Long-Tail Boost MF

Weighted Regularized Matrix Factorization (WRMF) on implicit feedback, with a long-tail reweighting term that down-weights frequently exposed items so latent collaborative signal is combined with catalog diversity.

Algorithm

Config value: "approach": "behaviorAlgos", "sub_approach": "longTailBoostMF"

The learner fits latent factors for users and items using Alternating Least Squares (ALS) on implicit feedback matrices. The final score blends the dot product of user and item vectors with an inverse-exposure factor:

\(\text{score} = (\mathbf{u} \cdot \mathbf{v}) \cdot \frac{1}{(\text{exposure} + 1)^{\gamma}} \cdot \text{variableMultiplier}\)

Here \(\mathbf{u}\) and \(\mathbf{v}\) are the user and item latent vectors, \(\gamma\) controls how strongly popularity is penalized, and variableMultiplier carries any configured scaling from the deployment.

Parameters

latentDim (\(k\)): Latent factor dimensionality. Default: 6.
numIters: ALS iterations. Default: 8.
regLambda (\(\lambda_{\text{reg}}\)): L2 regularization for factors. Default: 0.05.
gamma (\(\gamma\)): Long-tail / inverse-exposure exponent. Default: 0.4.
entropyW: Optional entropy-related weighting term (default 0.0 when unused).
Processing Window: Time window in milliseconds for historical data.
Historical Count: Max records to process per update cycle.

Cold Start

Recommendations are always returned. The real-time training path in RollingBehavior always produces a scored options array:

No history: Every offer in the options store receives a uniform random score. All offers are ranked and passed to the post-score class.
Sparse history: The model initializes unseen users and items with small Gaussian noise (\(\mathcal{N}(0, 0.01^2)\)), so algorithm-level scores cluster near zero. Unscored offers receive a random fallback score.
Sufficient history: The ALS-learned latent factors produce meaningful collaborative-filtering scores, amplified by the long-tail reweighting.

The scored options are then sorted by arm_reward and handed to the configured dynamic post-score class, which controls the final offer selection and response formatting.
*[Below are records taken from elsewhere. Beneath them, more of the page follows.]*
PR #2664, opened 2026-02-04
Add syslog gem for Ruby 3.4+ compatibility

neddp:
Takes care of the following error and any potential issues when we move to Ruby 3.4+:
```
warning: syslog was loaded from the standard library, but will no longer be part of the default gems starting from Ruby 3.4.0.
```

The runtime always returns recommendations. During cold start, offers are ranked randomly. Long-Tail Boost MF requires substantial interaction volume before the matrix factorization scores become meaningful. The post-score class determines the final presentation.

When To Use

Collaborative filtering with many user–item events and a desire to promote the long tail
Catalogs where popularity bias should be counteracted after you already have interaction volume

When NOT To Use

Cold start deployments or very sparse interaction logs
Few interactions per user or item (use simpler bandit methods first)
Simple recommendation problems where matrix factorization is unnecessary

Example


from prediction.apis import deployment_management as dm
from prediction.apis import online_learning_management as ol
from prediction import jwt_access
 
auth = jwt_access.Authenticate("http://localhost:3001/api", ecosystem_username, ecosystem_password)
 
deployment_id = "demo-long-tail-boost-mf"
 
online_learning_uuid = ol.create_online_learning(
        auth,
        algorithm="ecosystem_rewards",
        name=deployment_id,
        description="Long-Tail Boost MF configuration",
        feature_store_collection="set_up_features",
        feature_store_database="my_mongo_database",
        options_store_database="my_mongo_database",
        options_store_collection="demo-deployment_options",
        randomisation_processing_count=5000,
        randomisation_processing_window=604800000,
        contextual_variables_offer_key="offer",
        create_options_index=True,
        create_covering_index=True
)
 
online_learning = dm.define_deployment_multi_armed_bandit(epsilon=0, dynamic_interaction_uuid=online_learning_uuid)
 
parameter_access = dm.define_deployment_parameter_access(
    auth,
    lookup_key="customer_id",
    lookup_type="string",
    database="my_mongo_database",
    table_collection="customer_feature_store",
    datasource="mongodb"
)
 
deployment_step = dm.create_deployment(
    auth,
    project_id="demo-project",
    deployment_id=deployment_id,
    description="Long-Tail Boost MF demo deployment",
    version="001",
    plugin_post_score_class="PlatformDynamicEngagement.java",
    plugin_pre_score_class="PreScoreDynamic.java",
    scoring_engine_path_dev="http://localhost:8091",
    mongo_connect=f"mongodb://{mongo_user}:{mongo_password}@localhost:54445/?authSource=admin",
    parameter_access=parameter_access,
    multi_armed_bandit=online_learning
)

Set approach to behaviorAlgos and sub_approach to longTailBoostMF in the randomisation object. Tune latentDim, numIters, regLambda, and gamma for your traffic volume and catalog size.